Scan the data. Collect each line that contains the word "against".

[Saved data entries]
_ _ _ _ _ _ _

PR #795, opened 2023-09-23
OCPVE-719: feat: add support for olm capability

eggfoobar:
OLM is an optional component, adding conditional to remove informer on OLM resource

/hold

Need to find more context on the use of OLM resource in console and need to hold for API to be merged in https://github.com/openshift/api/pull/1589

### DIFF
--- a/pkg/console/operator/operator.go
+++ b/pkg/console/operator/operator.go
@@ -4,6 +4,7 @@ import (
 	// standard lib
 	"context"
 	"fmt"
+	"syscall"
 	"time"
 
 	// kube
@@ -11,6 +12,7 @@ import (
 	metav1 "k8s.io/apimachinery/pkg/apis/meta/v1"
 	"k8s.io/apimachinery/pkg/runtime/schema"
 	utilerrors "k8s.io/apimachinery/pkg/util/errors"
+	"k8s.io/apimachinery/pkg/util/wait"
 	"k8s.io/client-go/dynamic"
 	"k8s.io/client-go/dynamic/dynamicinformer"
 	corev1 "k8s.io/client-go/informers/core/v1"
@@ -73,6 +75,9 @@ type consoleOperator struct {
 	consolePluginLister listerv1.ConsolePluginLister
 
 	resourceSyncer resourcesynccontroller.ResourceSyncer
+
+	// used to keep track of OLM capability
+	isOLMDisabled bool
 }
 
 func NewConsoleOperator(
@@ -142,18 +147,34 @@ func NewConsoleOperator(
 	configNameFilter := util.IncludeNamesFilter(api.ConfigResourceName)
 	targetNameFilter := util.IncludeNamesFilter(api.OpenShiftConsoleName)
 
-	olmConfigInformer := dynamicInformers.ForResource(schema.GroupVersionResource{Group: api.OLMConfigGroup, Version: api.OLMConfigVersion, Resource: api.OLMConfigResource})
+	informers := []factory.Informer{
+		configV1Informers.Consoles().Informer(),
+		operatorConfigInformer.Informer(),
+		configV1Informers.Infrastructures().Informer(),
+		configV1Informers.Ingresses().Informer(),
+		configV1Informers.Proxies().Informer(),
+		configV1Informers.OAuths().Informer(),
+	}
+
+	olmGroupVersionResource := schema.GroupVersionResource{
+		Group:    api.OLMConfigGroup,
+		Version:  api.OLMConfigVersion,
+		Resource: api.OLMConfigResource,
+	}
+
+	if found, _ := isResourceEnabled(dynamicClient, olmGroupVersionResource); found {
+		olmConfigInformer := dynamicInformers.ForResource(olmGroupVersionResource)
+		informers = append(informers, olmConfigInformer.Informer())
+	} else {
+		klog.Info("olmconfigs resource does not exist in cluster, launching poll and disabling olmconfigs informer")
+		c.isOLMDisabled = true
+		c.startPollAndRestartIfResourceEnabled(olmGroupVersionResource)
+	}
 
 	return factory.New().
 		WithFilteredEventsInformers( // configs
 			configNameFilter,
-			configV1Informers.Consoles().Informer(),
-			operatorConfigInformer.Informer(),
-			configV1Informers.Infrastructures().Informer(),
-			configV1Informers.Ingresses().Informer(),
-			configV1Informers.Proxies().Informer(),
-			configV1Informers.OAuths().Informer(),
-			olmConfigInformer.Informer(),
+			informers...,
 		).WithFilteredEventsInformers( // console resources
 		targetNameFilter,
 		deploymentInformer.Informer(),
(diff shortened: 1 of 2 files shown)


pkg/console/operator/operator.go
```diff
@@ -176,6 +190,20 @@ func NewConsoleOperator(
 		ToController("ConsoleOperator", recorder.WithComponentSuffix("console-operator"))
 }
 
+func isCapabilityEnabled(client configclientv1.ConfigV1Interface, expectedCap configv1.ClusterVersionCapability) bool {
+	cv, err := client.ClusterVersions().Get(context.TODO(), "version", metav1.GetOptions{})
```
wking, line 194: one-shot ClusterVersion fetch attempt here on operator initiation without a limiting `Context` has some risks.  A lower-stakes approach would be to not enable the OLM portions until we can confirm they're enabled, so you could have behavior like:

1. Console operator is coming up.
2. Console operator attempts to retrieve ClusterVersion with a 5m deadline, but this fails. 
3. Console operator assumes that OLM is not enabled, and goes on to operate its other aspects.
4. Follow-up attempt to check in on ClusterVersion succeeds, and it turns out that OLM is enabled.
5. Console operator starts operating on the OLM-gated stuff too.

You'll want something like that anyway, because admins may decide to enable capabilities post-install.  Only [post-install _disabling_ is not supported][1].

[1]: https://github.com/openshift/enhancements/blob/286e46ad8c1fc0baf9f940b21ea85381c3e54640/enhancements/installer/component-selection.md#capabilities-cannot-be-uninstalled

eggfoobar: I think @wking would just like this to be a bit more robust for future use. So in the event that a user re-enables OLM after the fact, so the pod will need to be restarted for the console to correctly see the resources.

I'm not entirely sure what to do about the informer since it's attached at startup, I updated the code a bit since we just needed to know if a resource exists for that informer. I also updated the error checking so that we don't always skip based off of initial state. If I understand this right, the informer won't be attached, but the lister will be queried after the fact, so if the user re-enables OLM, then the CSV query will go through.

pkg/console/operator/operator.go
```diff
@@ -142,18 +142,34 @@ func NewConsoleOperator(
...
+		Group:    api.OLMConfigGroup,
+		Version:  api.OLMConfigVersion,
+		Resource: api.OLMConfigResource,
+	}
+
+	ctx, cancel := context.WithTimeout(context.Background(), time.Minute*5)
+	defer cancel()
+
+	// We check if the resource exists in the cluster at all before attaching an informer
+	if _, err := dynamicClient.Resource(olmGroupVersionResource).List(ctx, metav1.ListOptions{}); !isNoMatchError(err) {
```
jhadvig, line 164: @eggfoobar what if the OLM capability is enabled post installation? Can the capability be enable at any time? or is there any restriction ?
In case the capability will be disabled at start and then enabled, I dont think the informer will be registered, since we are registering the informers in the `NewConsoleOperator` constructor.
Wondering if it wont be better to restart the operator's pod on this change?

pkg/console/operator/operator.go
jhadvig: Right but in case the capability will get enabled post-installation we are not registering the informer. Please check my comment below.

pkg/console/operator/operator.go
eggfoobar: Yeah, that might be a good idea, I added some WIP logic to get this running in my e2e tests that just checks if the resource exists but in the future it would be preferable to have an informer on the clusterversions and if we have the resource enabled, we trigger a reboot then. There might be a more elegant way of doing that, but that's what came to mind, what do you think?

jhadvig: So this is something I had in mind, to basically kill the pod end force new rollout so the informer is registered 👍

jhadvig (approved):
@eggfoobar thanks for addressing this 👍  I like how this got implemented 

/lgtm
/approve

jhadvig:
QE Approver:
/assign @yanpzhan 
Docs Approver:
/assign @opayne1 
PX Approver:
/assign @RickJWagner

eggfoobar:
/hold 

Apologies to add a hold on this so late, noticing some errors in the no-cap job that I would like to look over before we merge this in. Will unhold asap on.

eggfoobar:
/unhold

@jhadvig I was able to verify the error I was seeing wasn't happening again. I went a head and added some more comments and logs to make sure it's clear what's happening. Please take a look when you have a moment, thanks!

yanpzhan:
I built an image against the pr using cluster-bot, have done these tests:
1. Launched a cluster using the image successfully, and updated it to 4.15 nightly payload successfully. 
2. Launched another 4.14 nightly cluster, updated it to the image I created successfully.
3. Launched a cluster using the image with installation options: "baselineCapabilitySet: None" and "additionalEnabledCapabilities: ["Console"]", the cluster was installed successfully. Checked on web console, there was not operators in OperatorHub page.

@eggfoobar @jhadvig except above test If any other tests are needed for this pr?

eggfoobar:
@yanpzhan That looks good to me, just to make sure the current changes were in. Can you tell me which 4.15 nightly release you used, and if you still have the cluster up, can you check `oc get clusterversions version -oyaml` and make sure the `knownCapabilities` include `OperatorLifecycleManager`?

yanpzhan:
@eggfoobar The target 4.15 nightly payload is 4.15.0-0.nightly-2023-10-09-101435, on the cluster, I checked oc get clusterversions version -oyaml, it doesn't contain "OperatorLifecycleManager" in "knownCapabilities".  I wonder if this build doesn't contains changes about OLM Capability.

yanpzhan:
@eggfoobar The target 4.15 nightly payload is 4.15.0-0.nightly-2023-10-09-101435, on the cluster, I checked oc get clusterversions version -oyaml, it doesn't contain "OperatorLifecycleManager" in "knownCapabilities".  I wonder if this build doesn't contains changes about OLM Capability.

eggfoobar:
Ah yup, @yanpzhan would you be able to verify again with this nightly, [4.15.0-0.nightly-2023-10-17-065657](https://amd64.ocp.releases.ci.openshift.org/releasestream/4.15.0-0.nightly/release/4.15.0-0.nightly-2023-10-17-065657) ?That should have the updated capabilities

yanpzhan:
I launched a cluster with the pr and image 4.15.0-0.nightly-2023-10-09-101435 successfully, and checked clusterversions 'version', it contains "OperatorLifecycleManager" in "knownCapabilities" now.

eggfoobar:
Perfect, thanks @yanpzhan !

In terms of what we need to verify two things with this PR:

1. Console should function normally with out OLM being enabled ✅ (you've already verified this part if no errors are happening)
2. When you re-enable OLM via `oc edit clusterversions version` to enable `OperatorLifecycleManager`, after CVO installs OLM, we expect that console will restart in about 5 minutes and continue operating as normal.

yanpzhan:
@eggfoobar I've checked again on new cluster. The 2 points you mentioned passed, no errors. Console works after re-enabled OLM by set 'OperatorLifecycleManager' in Clusterversions 'version'.
**Before :**
# oc get clusterversions.config.openshift.io version -ojson | jq .status.capabilities
{
  "enabledCapabilities": [
    "Console"
  ],
  "knownCapabilities": [
    "Build",
    "CSISnapshot",
    "Console",
    "DeploymentConfig",
    "ImageRegistry",
    "Insights",
    "MachineAPI",
    "NodeTuning",
    "OperatorLifecycleManager",
    "Storage",
    "baremetal",
    "marketplace",
    "openshift-samples"
  ]
}
**After:**
# oc get clusterversions.config.openshift.io version -ojson | jq .status.capabilities
{
  "enabledCapabilities": [
    "Console",
    "OperatorLifecycleManager"
  ],
  "knownCapabilities": [
    "Build",
    "CSISnapshot",
    "Console",
    "DeploymentConfig",
    "ImageRegistry",
    "Insights",
    "MachineAPI",
    "NodeTuning",
    "OperatorLifecycleManager",
    "Storage",
    "baremetal",
    "marketplace",
    "openshift-samples"
  ]
}
Could you tell me what resources about OLM I could check to compare them before/after enable OLM?

eggfoobar:
Perfect, once OLM has been enabled, the specific resource that Console is looking for is `olmconfigs` so if you see that then things should be good, `oc get olmconfigs`, as long as that call doesn't fail then Console will work

yanpzhan:
Thanks for your guide. There is no issue for now. 
/label qe-approved

PR #796, opened 2023-09-25
OCPBUGS-19080: Reset console operator's conditions

jhadvig:
/assign @TheRealJon

### DIFF
--- a/pkg/console/status/status.go
+++ b/pkg/console/status/status.go
@@ -64,6 +64,36 @@ func HandleUpgradable(typePrefix string, reason string, err error) v1helpers.Upd
 	return v1helpers.UpdateConditionFn(condition)
 }
 
+func (c *StatusHandler) ResetConditions(conditions []operatorsv1.OperatorCondition) []v1helpers.UpdateStatusFunc {
+	updateStatusFuncs := []v1helpers.UpdateStatusFunc{}
+	for _, condition := range conditions {
+		klog.V(2).Info("\nresetting condition: ", condition.Type)
+		if strings.HasSuffix(condition.Type, operatorsv1.OperatorStatusTypeDegraded) {
+			conditionPrefix := strings.TrimSuffix(condition.Type, operatorsv1.OperatorStatusTypeDegraded)
+			updateStatusFuncs = append(updateStatusFuncs, HandleDegraded(conditionPrefix, "", nil))
+			continue
+		}
+		if strings.HasSuffix(condition.Type, operatorsv1.OperatorStatusTypeAvailable) {
+			conditionPrefix := strings.TrimSuffix(condition.Type, operatorsv1.OperatorStatusTypeAvailable)
+			updateStatusFuncs = append(updateStatusFuncs, HandleAvailable(conditionPrefix, "", nil))
+			continue
+		}
+		if strings.HasSuffix(condition.Type, operatorsv1.OperatorStatusTypeProgressing) {
+			conditionPrefix := strings.TrimSuffix(condition.Type, operatorsv1.OperatorStatusTypeProgressing)
+			updateStatusFuncs = append(updateStatusFuncs, HandleProgressing(conditionPrefix, "", nil))
+			continue
+		}
+		if strings.HasSuffix(condition.Type, operatorsv1.OperatorStatusTypeUpgradeable) {
+			conditionPrefix := strings.TrimSuffix(condition.Type, operatorsv1.OperatorStatusTypeUpgradeable)
+			updateStatusFuncs = append(updateStatusFuncs, HandleUpgradable(conditionPrefix, "", nil))
+			continue
+		}
+		klog.V(2).Info("unable to reset condition: ", condition.Type)
+	}
+
+	return updateStatusFuncs
+}
+
 // HandleProgressingOrDegraded exists until we remove type SyncError
 // If isSyncError
 // - Type suffix will be set to Progressing
--- a/go.mod
+++ b/go.mod
@@ -51,7 +51,6 @@ require (
 	github.com/golang/protobuf v1.5.3 // indirect
 	github.com/google/cel-go v0.16.0 // indirect
 	github.com/google/gnostic v0.6.9 // indirect
-	github.com/google/gnostic-models v0.6.8 // indirect
 	github.com/google/go-cmp v0.5.9 // indirect
 	github.com/google/gofuzz v1.2.0 // indirect
 	github.com/google/pprof v0.0.0-20230705174524-200ffdc848b8 // indirect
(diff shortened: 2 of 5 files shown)


pkg/console/status/status.go
```diff
@@ -64,6 +64,36 @@ func HandleUpgradable(typePrefix string, reason string, err error) v1helpers.Upd
 	return v1helpers.UpdateConditionFn(condition)
 }
 
+func (c *StatusHandler) ResetConditions(conditions []operatorsv1.OperatorCondition) []v1helpers.UpdateStatusFunc {
```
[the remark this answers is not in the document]
jhadvig: I see your point, but I would rather have a generic function like this, that would loop though all the conditions in the main controller and reset them.
The point is that is more reliable then if we forget to add a new prefix to the controller's list of responsible conditions or even if a typo appears. 
Also once the `Removed` state is set on the operator we are not setting/updating any conditions, just logging into the operator's pod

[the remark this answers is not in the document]
jhadvig: Thats why I would reset all the conditions in this main sync loop or create a something like a maintenance controller. But since we dont have any other use-cases for it I would just do the simple thing and reset it in the main controller.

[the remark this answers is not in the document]
TheRealJon: Sounds good to me!

pkg/console/status/status.go
```diff
@@ -64,6 +64,36 @@ func HandleUpgradable(typePrefix string, reason string, err error) v1helpers.Upd
...
+	updateStatusFuncs := []v1helpers.UpdateStatusFunc{}
+	for _, condition := range conditions {
+		klog.V(2).Info("\nresetting condition: ", condition.Type)
```
TheRealJon, line 70: Should we move this output to each "if" block so that we can also output what we are resetting the value to?

```suggestion
```

pkg/console/status/status.go
```diff
@@ -64,6 +64,36 @@ func HandleUpgradable(typePrefix string, reason string, err error) v1helpers.Upd
...
+		if strings.HasSuffix(condition.Type, operatorsv1.OperatorStatusTypeDegraded) {
```
TheRealJon, line 71:
```suggestion
		if strings.HasSuffix(condition.Type, operatorsv1.OperatorStatusTypeDegraded) {
		  klog.Infof("resetting condition %v to false", condition.type)

```

pkg/console/status/status.go
```diff
@@ -64,6 +64,36 @@ func HandleUpgradable(typePrefix string, reason string, err error) v1helpers.Upd
...
+			conditionPrefix := strings.TrimSuffix(condition.Type, operatorsv1.OperatorStatusTypeDegraded)
+			updateStatusFuncs = append(updateStatusFuncs, HandleDegraded(conditionPrefix, "", nil))
+			continue
+		}
+		if strings.HasSuffix(condition.Type, operatorsv1.OperatorStatusTypeAvailable) {
```
TheRealJon, line 76:
```suggestion
		if strings.HasSuffix(condition.Type, operatorsv1.OperatorStatusTypeAvailable) {
      klog.Infof("resetting condition %v to true", condition.type)
```

pkg/console/status/status.go
```diff
@@ -64,6 +64,36 @@ func HandleUpgradable(typePrefix string, reason string, err error) v1helpers.Upd
...
+			conditionPrefix := strings.TrimSuffix(condition.Type, operatorsv1.OperatorStatusTypeAvailable)
+			updateStatusFuncs = append(updateStatusFuncs, HandleAvailable(conditionPrefix, "", nil))
+			continue
+		}
+		if strings.HasSuffix(condition.Type, operatorsv1.OperatorStatusTypeProgressing) {
```
TheRealJon, line 81:
```suggestion
		if strings.HasSuffix(condition.Type, operatorsv1.OperatorStatusTypeProgressing) {
		  klog.Infof("resetting condition %v to false", condition.type)
```

pkg/console/status/status.go
```diff
@@ -64,6 +64,36 @@ func HandleUpgradable(typePrefix string, reason string, err error) v1helpers.Upd
...
+			conditionPrefix := strings.TrimSuffix(condition.Type, operatorsv1.OperatorStatusTypeProgressing)
+			updateStatusFuncs = append(updateStatusFuncs, HandleProgressing(conditionPrefix, "", nil))
+			continue
+		}
+		if strings.HasSuffix(condition.Type, operatorsv1.OperatorStatusTypeUpgradeable) {
```
TheRealJon, line 86:
```suggestion
		if strings.HasSuffix(condition.Type, operatorsv1.OperatorStatusTypeUpgradeable) {
		  klog.Infof("resetting condition %v to true", condition.type)
```

pkg/console/status/status.go
```diff
@@ -64,6 +64,36 @@ func HandleUpgradable(typePrefix string, reason string, err error) v1helpers.Upd
...
+			conditionPrefix := strings.TrimSuffix(condition.Type, operatorsv1.OperatorStatusTypeUpgradeable)
+			updateStatusFuncs = append(updateStatusFuncs, HandleUpgradable(conditionPrefix, "", nil))
+			continue
+		}
+		klog.V(2).Info("unable to reset condition: ", condition.Type)
```
TheRealJon, line 91: Should we keep the logs relating to individual conditions at a higher log level so they won't be logged by default?
```suggestion
		klog.Info("unable to reset condition: ", condition.Type)
```

pkg/console/status/status.go
```diff
@@ -64,6 +64,36 @@ func HandleUpgradable(typePrefix string, reason string, err error) v1helpers.Upd
...
+	}
```
TheRealJon, line 92:
```suggestion
	}
	
	klog.V(2).Info("Done resetting console operator conditions to default values.")
```

pkg/console/status/status.go
```diff
@@ -64,6 +64,36 @@ func HandleUpgradable(typePrefix string, reason string, err error) v1helpers.Upd
 	return v1helpers.UpdateConditionFn(condition)
 }
 
+func (c *StatusHandler) ResetConditions(conditions []operatorsv1.OperatorCondition) []v1helpers.UpdateStatusFunc {
+	updateStatusFuncs := []v1helpers.UpdateStatusFunc{}
+	for _, condition := range conditions {
```
TheRealJon, line 69:
```suggestion
  klog.V(2).Info("Resetting console operator conditions to default values.")
	for _, condition := range conditions {
```

TheRealJon (approved):
Just a few suggestions about what we log. Nothing that should hold up the PR.

/lgtm

PR #798, opened 2023-10-12
CONSOLE-3767: Update deps

jhadvig:


jhadvig:
Closing since deps have been update part of https://github.com/openshift/console-operator/pull/782

PR #799, opened 2023-10-13
CONSOLE-3613: Remove multicluster code from console operator

TheRealJon:
Remove all multicluster related code from console operator repo


jhadvig (approved):
/lgtm

jhadvig:
Adding tags manually since this is just removing dead code.

PR #800, opened 2023-10-16
PoC: allow configuring console in an external OIDC identity provider environments

stlaz:
/cc @sjenning @deads2k @liouk 

/hold
This is currently a PoC, final version should use actual API instead of grabbing config from a secret.

TODOs:
- [x] don't look for oauth-server-cert if authn=None | OIDC, make it possible to configure the CA via the secret

Allows client ID/secret and OIDC CA config via secret:
```
openshift-config/console-client-config

.data:
  issuer
  client-id
  client-secret
  ca.crt
  extra-scopes
```

### DIFF
--- a/pkg/api/api.go
+++ b/pkg/api/api.go
@@ -1,6 +1,8 @@
 package api
 
 const (
+	AuthServerCAMountDir                = "/var/auth-server-ca"
+	AuthServerCAFileName                = "ca.crt"
 	ClusterOperatorName                 = "console"
 	ConfigResourceName                  = "cluster"
 	ConsoleContainerPort                = 443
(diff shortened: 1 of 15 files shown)


stlaz:
TODO: don't look for oauth-server-cert if authn=None, make it possible to configure the CA via the secret

pkg/api/api.go
```diff
@@ -1,6 +1,8 @@
 package api
 
 const (
+	AuthServerCAMountDir                = "/var/auth-server-ca"
+	AuthServerCAFileName                = "ca.crt"
```
stlaz, line 5: with the API, this would be "ca-bundle.crt"

stlaz:
/close
in favour of https://github.com/openshift/console-operator/pull/811

PR #801, opened 2023-10-17
HOSTEDCP-1250: remove redundant cert check

stlaz:
The oauth-serving-cert is now present in all supported OpenShift versions.

The SA CA bundle would've never been a good choice to get the certs from :|

Removes additional unused function that I randomly found.

The original configurable CA logic is kept as it's going to get reused in #800 

/assign @jhadvig


jhadvig (approved):
/lgtm
/approve

jhadvig:
adding all the necessary labels manually since its removing dead code

PR #808, opened 2023-10-31
CONSOLE-3804: split oauthclient controller from the common logic

stlaz:
First PR to prevent oauth-client creation when the oauth.openshift.io API is unavailable.

This splits the controller handling the oauthclients away from the main sync loop.

/assign @jhadvig

### DIFF
--- a/pkg/console/controllers/oauthclients/oauthclients.go
+++ b/pkg/console/controllers/oauthclients/oauthclients.go
@@ -1,0 +1,207 @@
+package oauthclients
+
+import (
+	"context"
+	"fmt"
+
+	corev1 "k8s.io/api/core/v1"
+	apierrors "k8s.io/apimachinery/pkg/api/errors"
+	metav1 "k8s.io/apimachinery/pkg/apis/meta/v1"
+	corev1informers "k8s.io/client-go/informers/core/v1"
+	corev1client "k8s.io/client-go/kubernetes/typed/core/v1"
+	corev1listers "k8s.io/client-go/listers/core/v1"
+	"k8s.io/klog/v2"
+
+	operatorv1 "github.com/openshift/api/operator/v1"
+	configv1informers "github.com/openshift/client-go/config/informers/externalversions/config/v1"
+	configv1lister "github.com/openshift/client-go/config/listers/config/v1"
+	oauthv1client "github.com/openshift/client-go/oauth/clientset/versioned/typed/oauth/v1"
+	oauthv1informers "github.com/openshift/client-go/oauth/informers/externalversions/oauth/v1"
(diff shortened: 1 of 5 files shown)


pkg/console/controllers/oauthclients/oauthclients.go
```diff
@@ -0,0 +1,203 @@
...
+	case operatorv1.Unmanaged:
+		klog.V(4).Infoln("console is in an unmanaged state.")
+		return false, nil
+	case operatorv1.Removed:
+		klog.V(4).Infoln("console has been removed.")
+		return false, c.deregisterClient(ctx)
+	default:
+		return false, fmt.Errorf("console is in an unknown state: %v", managementState)
+	}
+}
```
TheRealJon, line 155: Could we add a TODO comment on this func to make it reusable for all of our controllers? We repeat this same logic in all of them.

pkg/console/operator/operator.go
```diff
@@ -123,37 +135,31 @@ func NewConsoleOperator(
...
-	targetNameFilter := util.IncludeNamesFilter(api.OpenShiftConsoleName)
-
 	informers := []factory.Informer{
 		configV1Informers.Consoles().Informer(),
 		operatorConfigInformer.Informer(),
 		configV1Informers.Infrastructures().Informer(),
 		configV1Informers.Ingresses().Informer(),
 		configV1Informers.Proxies().Informer(),
 		configV1Informers.OAuths().Informer(),
+		oauthClientInformer.Informer(),
```
TheRealJon, line 162: This means we're only watching an OAuthClient named 'cluster'. Is that correct?

TheRealJon (commented):
I think this looks good for the most part. Just one small question. I definitely like to see more controllers getting broken out of `operator.go`.

pkg/console/operator/operator.go
stlaz: good catch, I did not notice these informers were actually filtered by name

pkg/console/controllers/oauthclients/oauthclients.go
stlaz: Absolutely. A long time ago I was thinking about how to add similar functionality to the controller factory itself but then there was a lot of other work and I never got back to it.

TheRealJon (approved):
/lgtm

TheRealJon:
QE Approver
/assign @yanpzhan 

Docs Approver:
/assign @opayne1

PX Approver:
/assign @RickJWagner

stlaz:
/retest-required
unrelated installation failure

jhadvig (approved):
/lgtm

yanpzhan:
Regression test about idp related cases passed on the cluster launched against the pr.
/label qe-approved

PR #813, opened 2023-11-17
TRT-1361: Revert #808 "CONSOLE-3804: split oauthclient controller from the common logic"

dgoodwin:
Reverts #808 ; tracked by [TRT-1361](https://issues.redhat.com//browse/TRT-1361)

Per [OpenShift policy](https://github.com/openshift/enhancements/blob/master/enhancements/release/improving-ci-signal.md#quick-revert), we are reverting this breaking change to get CI and/or nightly payloads flowing again.

We suspect this PR broke hypershift upgrades though one does occasionally still slip through. This would have been hard to detect pre-merge for that fact, as well as the possibility the problem only surfaces once the change is in an accepted payload. (i.e. it only shows when in the version being upgraded FROM)

To unrevert this, revert this PR, and layer an additional separate commit on top that addresses the problem. Before merging the unrevert, please run these jobs on the PR and check the result of these jobs to confirm the fix has corrected the problem:

```
Please coordinate with hypershift team to see if there's a way to get reasonable pre-merge confidence before bringing it back in, and monitor job status carefully once it re-merges.
```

_ _ _ _ _ _ _

> _TASK OUTPUT_
I built an image against the pr using cluster-bot, have done these tests:
Regression test about idp related cases passed on the cluster launched against the pr.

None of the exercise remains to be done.